# Easton FMJ or Bloodline?



## Gapmaster (May 23, 2002)

That FMJ sure is a nice arrow. And being a bit heavier should give great penetration. And they are very accurate.


----------



## bow hunter13 (Nov 12, 2011)

Me too. I been waiting for a thread about these arrows. I like the blood lines personally at my that's wat they recommend if someone ask they don't push anyone in one direction, but they have always had good things to say about them. The FMJ will have more Kinect energy cuz it's a heavy arrow, which leads to better penetration. I personally like 8.7 grains per inch with my set up but every one is different.. Depends on how heavy I went ur arrow to be. From 8.7 to 11.3 goin to be a big difference. Which ever tunes best out of ur bow is which I would go with. If u want speed then the lighter arrow, but if u want something that has knock down power the fmj goin to be ur best best..


----------



## bow hunter13 (Nov 12, 2011)

I thought about goin to the fmj for penetration but the blood lines is goin to be my next arrow.
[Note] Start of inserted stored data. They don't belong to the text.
PR #2282, opened 2022-04-08
Draft: Refresh room timeline when we see a MSC2716 marker event

MadLittleMods:
Refresh room timeline when we see a MSC2716 marker event.

The "marker" events are being used as state now because this way they can't be lost in the timeline. Regardless of when they were sent, we will still have the latest version of the state to compare against. Any time we see our latest state value change for marker events, refresh the timeline.

> In a [sync meeting with @ara4n](https://docs.google.com/document/d/1KCEmpnGr4J-I8EeaVQ8QJZKBDu53ViI7V62y5BzfXr0/edit#bookmark=id.67nio1ka8znc), we came up with the idea to make the `marker` events as state events. When the client sees that the `m.room.marker` state changed to a different event ID, it can throw away all of the timeline and re-fetch as needed.
>
> For homeservers where the [same problem](https://github.com/matrix-org/matrix-doc/pull/2716#discussion_r782499674) can happen, we probably don't want to throw away the whole timeline but it can go up the `unsigned.replaces_state` chain of the `m.room.marker` state events to get them all.
>
> In terms of state performance, there could be thousands of `marker` events in a room but it's no different than room members joining and leaving over and over like an IRC room.
>
> *-- https://github.com/matrix-org/matrix-spec-proposals/pull/2716#discussion_r782629097*

## Todo

 - [ ] Add tests
    - [x] When already joined to room, new `marker` event will cause `timelineNeedsRefresh`
    - [ ] `marker` event already sent in room, user joins room where the `/sync` `state` includes `marker` should *NOT* trigger `timelineNeedsRefresh`
    - [ ] When already joined to room, `marker` event already sent in room, initial `/sync` `state` includes `marker` should *NOT* trigger `timelineNeedsRefresh`
    - [ ] When `syncFromCache` where the state includes marker should *NOT* trigger `timelineNeedsRefresh`
    - [ ] In normal room version, `marker` from creator will cause `timelineNeedsRefresh`
    - [ ] In normal room version, `marker` not from creator  should *NOT* trigger `timelineNeedsRefresh`
 - [ ] Add method to refresh the timeline to use in https://github.com/matrix-org/matrix-react-sdk/pull/8303#discussion_r848999579

### Dev notes

```
yarn jest spec/integ/matrix-client-syncing.spec.js --silent=false --verbose=false
```

---

```js
        Error.stackTraceLimit = Infinity;
        console.log(`setStateEvents timelineWasEmpty=${markerFoundOptions && markerFoundOptions.timelineWasEmpty} stateEvents:\n`, stateEvents.map((ev) => {
            return `\t${ev.getType()} ${ev.getId()}`;
        }).join('\n'), new Error().stack);
```

---

```
room.resetLiveTimeline(null, null);
```

```
addEventsToTimeline
addEventToTimeline
addLiveEvent

resetLiveTimeline

resetAllTimelines

removeFilteredTimelineSet


syncFromCache
processSyncResponse
processRoomEvents
room.addLiveEvents


sessionStore


processSyncResponse
processRoomEvents
initialiseState
setStateEvents

load
getEventTimeline
initialiseState
setStateEvents
```

---

## ✨ Features
 * Draft: Refresh room timeline when we see a MSC2716 marker event ([\#2282](https://github.com/matrix-org/matrix-js-sdk/pull/2282)). Contributed by @MadLittleMods.

### DIFF
--- a/src/models/event-timeline-set.ts
+++ b/src/models/event-timeline-set.ts
@@ -639,7 +639,7 @@ export class EventTimelineSet extends TypedEventEmitter<EmittedEvents, EventTime
     ) {
         const eventId = event.getId();
         timeline.addEvent(event, {
-            atStart: toStartOfTimeline,
+            toStartOfTimeline,
             roomState,
             fromInitialState,
         });
--- a/src/models/event-timeline-set.ts
+++ b/src/models/event-timeline-set.ts
@@ -641,7 +641,13 @@ export class EventTimelineSet extends TypedEventEmitter<EmittedEvents, EventTime
         timeline.addEvent(event, {
             toStartOfTimeline,
             roomState,
-            fromInitialState,
+            // We don't want to refresh the timeline:
+            //  1. If it's persons first time syncing the room, they won't have
+            //     any old events cached to refresh. This could be from initial
+            //     sync or just the first time syncing the room since joining.
+            //  2. If we're re-hydrating from `syncFromCache` because we already
+            //     processed any marker event state that was in the cache
+            fromInitialState: fromInitialState || fromCache,
         });
         this._eventIdToTimeline[eventId] = timeline;
 
--- a/src/models/event-timeline-set.ts
+++ b/src/models/event-timeline-set.ts
@@ -56,6 +56,20 @@ export interface IRoomTimelineData {
     liveEvent?: boolean;
 }
 
+export interface IAddLiveEventOptions {
+    duplicateStrategy?: DuplicateStrategy;
+    fromCache?: boolean;
+    roomState?: RoomState;
+    fromInitialState?: boolean;
+}
+
+export interface IAddEventToTimelineOptions {
+    toStartOfTimeline: boolean;
+    fromCache?: boolean;
+    roomState?: RoomState;
+    fromInitialState?: boolean;
+}
+
 type EmittedEvents = RoomEvent.Timeline | RoomEvent.TimelineReset;
 
 export type EventTimelineSetHandlerMap = {
@@ -431,7 +445,9 @@ export class EventTimelineSet extends TypedEventEmitter<EmittedEvents, EventTime
 
             if (!existingTimeline) {
                 // we don't know about this event yet. Just add it to the timeline.
-                this.addEventToTimeline(event, timeline, toStartOfTimeline);
+                this.addEventToTimeline(event, timeline, {
+                    toStartOfTimeline
+                });
                 lastEventWasNew = true;
                 didUpdate = true;
                 continue;
@@ -529,9 +545,12 @@ export class EventTimelineSet extends TypedEventEmitter<EmittedEvents, EventTime
      */
     public addLiveEvent(
         event: MatrixEvent,
-        duplicateStrategy: DuplicateStrategy = DuplicateStrategy.Ignore,
-        fromCache = false,
-        roomState?: RoomState,
+        {
+            duplicateStrategy = DuplicateStrategy.Ignore,
+            fromCache = false,
+            roomState,
+            fromInitialState
+        }: IAddLiveEventOptions = {}
     ): void {
         if (this.filter) {
             const events = this.filter.filterRoomTimeline([event]);
@@ -570,7 +589,12 @@ export class EventTimelineSet extends TypedEventEmitter<EmittedEvents, EventTime
             return;
         }
 
-        this.addEventToTimeline(event, this.liveTimeline, false, fromCache, roomState);
+        this.addEventToTimeline(event, this.liveTimeline, {
+            toStartOfTimeline: false,
+            fromCache,
+            roomState,
+            fromInitialState,
+        });
     }
 
     /**
@@ -589,12 +613,19 @@ export class EventTimelineSet extends TypedEventEmitter<EmittedEvents, EventTime
     public addEventToTimeline(
         event: MatrixEvent,
         timeline: EventTimeline,
-        toStartOfTimeline: boolean,
-        fromCache = false,
-        roomState?: RoomState,
+        {
+            toStartOfTimeline,
+            fromCache = false,
+            roomState,
+            fromInitialState = false
+        }: IAddEventToTimelineOptions,
     ) {
         const eventId = event.getId();
-        timeline.addEvent(event, toStartOfTimeline, roomState);
+        timeline.addEvent(event, {
+            atStart: toStartOfTimeline, 
+            stateContext: roomState,
+            fromInitialState,
+        });
         this._eventIdToTimeline[eventId] = timeline;
 
         this.setRelationsTarget(event);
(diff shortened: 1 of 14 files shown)


src/sync.ts
```diff
@@ -239,6 +246,27 @@ export class SyncApi {
...
+                // marker. All of the historical content will be in the
+                // `/messsages` responses from here on out.
+                event.getId() !== room.getLastMarkerEventIdProcessed()
+            ) {
+                // Saw new marker event, refreshing the timeline
+                console.log('Saw new marker event, refreshing the timeline');
+                room.resetLiveTimeline(null, null);
+                room.setLastMarkerEventIdProcessed(event.getId())
+            }
+        });
```
MadLittleMods, line 269: TODO: We don't want to refresh the timeline when:

 - [ ] it's the persons first time syncing the room (and got the state for the first time). They won't have any old events cached so there is nothing to refresh
 - [ ] Someone is doing a `syncFromCache` and seeing the state that way. We already processed the marker event state that was in the cache
    - We could solve this by saving `lastMarkerEventIdProcessed` in localStorage so it's persistent across browser refreshes.

MadLittleMods: Addressed in https://github.com/matrix-org/matrix-js-sdk/pull/2282/commits/ffbcbff97fc9f08136d0bdd18e956051e3c93feb

src/sync.ts
```diff
@@ -239,6 +247,37 @@ export class SyncApi {
...
+            if(
+                isValidMsc2716Event &&
+                // We only need to throw the timeline away once, when we see a
+                // marker. All of the historical content will be in the
+                // `/messsages` responses from here on out.
+                event.getId() !== room.getLastMarkerEventIdProcessed()
+            ) {
+                // Saw new marker event, refreshing the timeline
+                console.log('Saw new marker event, refreshing the timeline', new Error().stack);
+                room.resetLiveTimeline(null, null);
```
MadLittleMods, line 277: TODO: Test if this is the function we actually want to use.

Our goal is to throw away the current timeline and re-fetch events for the room from the server.

MadLittleMods: It would probably be better if we re-fetched the new events first, then replaced the timeline

turt2live (commented):
review to clear codeowners. When leaving draft it'll need to be re-reviewed.

src/sync.ts
MadLittleMods: Thinking about this more, do we even want to do this automatically? Someone could cause your Element client to constantly refresh the timeline by just sending marker events over and over. Granted, you probably want to leave a room like this 🤷. Perhaps also some sort of DOS vector since everyone will be refreshing and hitting the server at the exact same time.

I think we might want to approach this to be a similar flow to how Element receives app updates. When the client receives a marker event, we first notify the user that history was imported and is available to see after they refresh their timeline (which can be a button action). The UI can probably use something similar to the "Connectivity to the server has been lost." banner.

src/models/event-timeline-set.ts
```diff
@@ -56,6 +56,20 @@ export interface IRoomTimelineData {
     liveEvent?: boolean;
 }
 
+export interface IAddLiveEventOptions {
+    duplicateStrategy?: DuplicateStrategy;
+    fromCache?: boolean;
+    roomState?: RoomState;
+    fromInitialState?: boolean;
```
MadLittleMods, line 63: `fromFirstSyncInRoom` is maybe a better name

src/sync.ts
MadLittleMods: Updated to prompt the user to refresh their timeline: https://github.com/matrix-org/matrix-react-sdk/pull/8303





> We can detect whether the history imported affects any timelines on the client and only ask to refresh then. To detect, when we receive a marker event, make a request to `/context/{insertionEventId}` with the `insertionEventId` the marker is pointing to and check if any its `prev_events` are in the timeline. `/context` doesn't work over federation but the homeserver backfills the insertion event when it receives the marker so it already has it available.

We can't do this because `prev_events` aren't available in the client API's 😢. I'm not too keen to add an extra field to the marker or insertion event indicating where the history is imported next to as there isn't a way to enforce that it's true (a homeserver could lie and make it up). I'd rather keep the source of truth in the `prev_events`.

src/models/event-timeline-set.ts
MadLittleMods: That isn't a good name either 🤷‍♀️

src/models/event-timeline-set.ts
```diff
@@ -56,6 +56,38 @@ export interface IRoomTimelineData {
...
+    fromCache?: boolean;
+    /** The state events to reconcile metadata from */
+    roomState?: RoomState;
+    /** Whether the state is part of the first state snapshot we're seeing in
+     *  the room. This could be happen in a variety of cases:
+     *  1. From the initial sync
+     *  2. It's the first state we're seeing after joining the room
+     *  3. Or whether it's coming from `syncFromCache` */
+    fromInitialState?: boolean;
+}
```
MadLittleMods, line 77: Instead of dealing with unwieldy long function signatures with unlabeled and optional arguments in the usage, I've refactored some of these into option objects now that I am adding yet another `boolean` here.

Before:

```js
room.addLiveEvents(mainTimelineEvents, null, fromCache, timelineWasEmpty);
```

After:

```js
room.addLiveEvents(mainTimelineEvents, {
    duplicateStrategy: null,
    fromCache,
    fromInitialState: timelineWasEmpty
});
```

src/sync.ts
```diff
@@ -240,6 +249,82 @@ export class SyncApi {
                 RoomMemberEvent.Membership,
             ]);
         });
+
+        // TODO: Should we just move this to `room.ts`?
```
MadLittleMods, line 253: Might be fine. This is within the `registerStateListeners` function which seems pretty relevant 🤷

src/sync.ts
```diff
@@ -240,6 +249,87 @@ export class SyncApi {
...
+
+        // When we see the marker state change in the room, we know there is
+        // some new historical messages imported by MSC2716 `/batch_send`
+        // somewhere in the room and we need to throw away the timeline to make
+        // sure the historical messages are shown when we paginate `/messages`
+        // again.
+        room.currentState.on(RoomStateEvent.Marker, async function(
+            markerEvent,
+            { fromInitialState }: ISetStateOptions = {},
+        ) {
```
MadLittleMods, line 261: Calling out one points of interest in the PR (new logic)

src/models/room-state.ts
```diff
@@ -401,6 +414,8 @@ export class RoomState extends TypedEventEmitter<EmittedEvents, EventHandlerMap>
 
                 // assume all our sentinels are now out-of-date
                 this.sentinels = {};
+            } else if (event.getType() === EventType.Marker) {
+                this.emit(RoomStateEvent.Marker, event, setStateOptions);
```
MadLittleMods, line 418: When we see a new marker state event, emit an event so we can listen for it in `sync.ts` -> `registerStateListeners` and see whether we need to refresh the timeline

MadLittleMods:
Closing in favor of https://github.com/matrix-org/matrix-js-sdk/pull/2299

My buddy shoots them he loves them...


----------



## dwagoner (Sep 27, 2007)

BIG DEAL is how far do you shoot??? but id take a regular Axis over either anyday... more durable than the FMJ and camo shafts are like 10gpi range.....


----------



## Vmabuck (Jan 12, 2014)

I have never shot over 8. something GPI so I wold hate to buy a dozen FMJ and have them not shoot well out of my bow. I think I am moving in the Bloodline direction for sure. You can get a dozen unfletched with inserts for $80. That is hard to beat...


----------



## Vmabuck (Jan 12, 2014)

I just looked up the Axis. Not bad and right in that middle ground at 9.5 GPI. Dang, now I must consider this...


----------



## BowElkStalker (Sep 4, 2012)

My daughter shoot Bloodline 480 with 50gn brass insert. Tack Driver with a high FOC. Elite Spirit 28dl 52# and arrows are cut 27.25


----------



## Jhabs (Oct 7, 2014)

I shoot both. Started with the axis and loved them. Tried the fmj and loved them as well. The fmj are more durable but heavy. 29" draw with a 60lb bow and they come out at 270 ish. That's plenty fast for me and I notice a difference in quietness as well. Hope this helps. Either way both are amazing arrows.


----------



## gusty (Nov 9, 2015)

i like the bloodline myself but the fmj and axis are all great arrows. cant go wrong with either one. at the end of the day, a good shot will kill a deer, and a bad shot wont. doesnt matter what arrow you are using. and i shot a 340 arrow (victory) and a 480 (bloodline) out of my bow last night 60 lb 27" draw and they shot the exactly the same. the victorys were $20 a box. im atarting to think why spend $100s on arrows..... im not getting different results.....


----------



## mmowen01 (Sep 4, 2006)

Hoyt Alphamax 32 72# 30" draw
Easton FMJ 340 11.3 GPI 30" arrow


----------



## mmowen01 (Sep 4, 2006)

Hoyt Alphamax 32 72# 30" draw
Easton Bloodline 330 8.7 GPI 30" arrow


----------



## mmowen01 (Sep 4, 2006)

When using these calculators you can see that the kinetic energy with both arrows is very similar. By running a bunch of numbers through these calculators I have found that by increasing arrow weight incrementally by 5 grains from 350 to 500. The FPS of the arrow will slowly decrease from the IBO speed. But the kinetic energy will make a bell curve slowly increasing as arrow speed decreases but after the peek the kinetic energy slowly goes back down. The highest and lowest kinetic energy values were less than 3 foot pounds different. This peek and valley gets tighter as IBO speed decreases and gets wider when IBO speed increases. But still minute compared to the change in FPS.


----------



## Tracker12 (Sep 22, 2003)

FMJ is hard to beat for a hunting arrow. I shoot a bow at 60# and I always get two holes. I blew thru an Aoudad last week at 30 yards on a pretty good QTR to me shot. Hit behind the shoulder and came out behind the last rib on the other side and fell to the ground. And that was on a 250# animal. BH WAS ROCKET STEELHEAD. This has been the norm since I switched to them prior to an elk hunt 5 years ago. Ws shooting Axis prior to the FMJ.


----------